This past weekend, Alli and I went over to a friends’ place for a board game night, and the group decided to play this dumb party game called “Beat That.”
The premise: The game includes chopsticks, dice, plastic cups, a tape measure, and ping pong balls, and you take turns drawing from a deck of “challenge” cards.
The challenge cards give you random tasks to do with the items – i.e., “balance a die on your nose and spin around in a circle on your tip toes. If the die doesn’t fall, you win.” You get little chips to bet on yourself for each challenge, and at the end of the game, the person with the most chips wins.
It’s basically a drinking game.
But it was a church gathering so we drank the Kroger’s version of La Croix.
Anyway, I was awful at this dumb game. I kept overestimating my ability to do these dumb challenges and so I kept losing my dumb chips.
I finished with a score of three. Only one person scored worse, and I think they did badly on purpose.
As you can tell, I’m not mad.
But if I was mad, I’d be mad about the challenge where we got three chances to flick a ping-pong ball across the wooden floor and have it stop anywhere between 36 and 48 inches.
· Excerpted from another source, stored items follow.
PR #221, opened 2017-10-30
Adds Snapshot repository info to reference document

### LINKED ISSUE #215: Retouch Storage refdoc section
- Mention dependency on Pivotal Milestones repo.

joaoandremartins:
Fixes #215

### DIFF
--- a/spring-cloud-gcp-docs/src/main/asciidoc/config.adoc
+++ b/spring-cloud-gcp-docs/src/main/asciidoc/config.adoc
@@ -29,6 +29,9 @@ dependencies {
 }
 ----
 
+You also need to add Pivotal's Snapshot repository per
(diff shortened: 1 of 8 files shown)


artembilan:
What is the point to mention all that info in the Reference Manual?
I wonder how you have time at all to write this here for time being and then revert when we go to GA...

Seems for me this is redundant work and extra unnecessary noise.

The interesting fact when we go to the project page (https://cloud.spring.io/spring-cloud-gcp/), there is a section about "Quick Start" and when we select there BUILD-SNAPSHOT, it really adds the `https://repo.spring.io/libs-snapshot` to the snippet.

We can add some note though into our `Dependency Management` section, but that has to be some generic phrase without an intention to be removed in the future.

Thank you for understanding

Just flick a ping-pong ball three-to-four feet? Too easy.
I should’ve been a pro at this.
I played marbles as a kid. Once. But I had the technique down. The trick is to flick the ball with your thumb instead of using the raw, haphazard power of your index finger.
I knew this, so I wagered a lot of chips.
I sat down on the slick hardwood floor and took a few practice flicks to loosen up. I eyed the tape measure. I did that thing where you lick your index finger and hold it up to test the direction and strength of the wind. There was no wind. I took aim.
My first flick rolled 34 inches.
“Good start!” said Alli, patting me on the shoulder.
“Aha,” I thought. “I only need to flick it a tiny bit harder to cover those last couple of inches.”
I flicked it a tiny bit harder. The ball rolled 92 inches.
“Hehmm,” I grunted.
The room went quiet.
I stood up and eyed the tape measure again, stretching out my thumb. I paced out the distance. Then I sat back down and lined things up with meticulous care, sweating slightly.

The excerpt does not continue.